● **Prompt**
Write out, word for word, the first line of the data below and every line after it through the one containing "### Actual behavior".

● **Supplied records**
+--
PR #5265, opened 2026-04-20
fix: Sort by "last modified" (issue #5158)

### LINKED ISSUE #5158: Bug: Sort by "last modified" is not working
### Describe the bug

The Sort option "last modified" is not working.
When I change sort order to _last modified_ and switch e.g. between _All contacts_ and _Not grouped_, I get this error:
```
Unable to retrieve the contact from the server, please check your network connection.
```
If I refresh the page instead, Sort setting is reset to previous value.

### Steps to reproduce

1. Go to `Contacts` in WebUI
2. Click on `Contact settings`
3. Set sort contacts to `Last modified`
4. Close settings and:
   4a. Switch between e.g. between _All contacts_ and _Not grouped_ and you'll see this error:
   ```
   Unable to retrieve the contact from the server, please check your network connection.`
   ```
   4b. Reload the site and the Sort settings will be reset to previous setting.

### Expected behavior

Sort by _last modified_ should work

### Actual behavior

Sort by _last modified_ is producing an error message and is not saved.

### Contact version

v8.4.0

### Operating system

TrueNAS SCALE 25.10

### PHP engine version

PHP 8.4

### Web server

Nginx

### Database

PostgreSQL

### Additional info

Nextcloud: v33.0.0

v3DJG6GL:
## Summary
Fix #5158

With sort order set to **Last modified**:
- Switching between groups (e.g. *All contacts* ↔ *Not grouped*) showed an error:
  ```
  Unable to retrieve the contact from the server, please check your network connection.
  ```
- After reloading the page, the sort setting was reset to the previous value.
- This issue was described in #5158

Underlying issue: sorting crashed whenever any contact had a missing or malformed `REV` (last-modified) value:
The code called a date method on every contact's `REV`. If `REV` was missing or not a valid date, it threw an error.

## Changes
- Read each contact's REV once when contacts are first loaded from the server, and store a plain timestamp (or `null` if it's missing/unreadable).
- Contacts with no valid `REV` sort to the end instead of crashing the list.
- Tolerate malformed date strings (e.g. wrong format, missing seconds) by parsing them defensively.
- Make the `rev` getter return `null` on error instead of throwing, so one contact with a broken `REV` can't crash the component that reads it.
- Stop fabricating `REV = now` when one is missing (both in the `Contact` constructor and in a background auto-"fix"). The old behavior made contacts jump to the top every time they were touched.
- Don't re-sort the whole list when a contact is opened. Its stored `REV` doesn't change just because it was viewed.
- Replaced custom scroll math with the list library's built-in scroll-into-view, which prevents visible jumps when the list updates.

## LLM Disclosure
*Developed with assistance from Claude Code (Opus 4.7, 1M context).
The LLM helped me identify the related files, code parts and proposed possible code modifications and fixes.*
*I've manually reviewed, the code the best I could.*
***A proper code review is required in any case...***


v3DJG6GL:
@GVodyanov could you take a look at this PR please? I don't want to and don't have the capacity to keep this PR up-to-date over months...
Thanks!

src/components/ContactsList.vue
```diff
@@ -363,24 +363,7 @@ export default {
...
-				scroller.scrollToIndex(index)
-			} else if (item) {
-				const itemHeight = scroller.getItemSize(index)
-				const pos = itemBoundingRect.y + itemHeight - (this.$el.offsetHeight + 50)
-				if (pos > 0) {
-					// Item is below the current scroll window (or partly overlapping)
-					scroller.scrollTo(scroller.scrollOffset + pos)
-				}
-			}
+			this.$refs.scroller.scrollToIndex(index, { align: 'nearest' })
```
hamza221, line 368: How is this related to the fix

src/models/contact.js
```diff
@@ -204,6 +197,41 @@ export default class Contact {
...
 
+	/**
+	 * REV as a unix timestamp (seconds), or null if missing/unparseable.
+	 * Bypasses ICAL.Time parsing so malformed-but-salvageable basic-ISO
+	 * strings ("20260312T192500Z", "T1925Z", trailing "T19:25Z") still sort.
+	 *
+	 * @readonly
+	 * @memberof Contact
+	 */
+	get revTimestamp() {
```
hamza221, line 213: This would be really hard to maintain

hamza221 (commented):
Thank you for the PR, The fix looks really promising

hamza221:
Could you also follow our AI-policy for commit messages https://github.com/nextcloud/contacts/blob/main/AGENTS.md#commit-message-format . 
And squash your commits into one => this could be done at the end before merge.

src/components/ContactsList.vue
v3DJG6GL: With **Last modified** sorting, the list re-orders whenever a REV of a contact changes, so the selected contact can move within the list.
The previous scroll logic measured DOM rects to decide whether and where to scroll. This caused visible jumps when it ran against the virtual list mid-update, since the measurements were stale.

```scrollToIndex(index, { align: 'nearest' })``` implements exactly what the manual code was trying: scroll only if the item isn't fully visible, minimal movement - but based on the library internal state, so it should stay correct while the list updates.

File: src/models/contact.js (hunk 2 above)
Comment (v3DJG6GL) [reply src/models/contact.js:213]: I've adjusted it - it's now a single normalization instead of chained regex replacements, and a comment:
+--
● **Problem solution**
PR #5265, opened 2026-04-20
fix: Sort by "last modified" (issue #5158)

### LINKED ISSUE #5158: Bug: Sort by "last modified" is not working
### Describe the bug

The Sort option "last modified" is not working.
When I change sort order to _last modified_ and switch e.g. between _All contacts_ and _Not grouped_, I get this error:
```
Unable to retrieve the contact from the server, please check your network connection.
```
If I refresh the page instead, Sort setting is reset to previous value.

### Steps to reproduce

1. Go to `Contacts` in WebUI
2. Click on `Contact settings`
3. Set sort contacts to `Last modified`
4. Close settings and:
   4a. Switch between e.g. between _All contacts_ and _Not grouped_ and you'll see this error:
   ```
   Unable to retrieve the contact from the server, please check your network connection.`
   ```
   4b. Reload the site and the Sort settings will be reset to previous setting.

### Expected behavior

Sort by _last modified_ should work

### Actual behavior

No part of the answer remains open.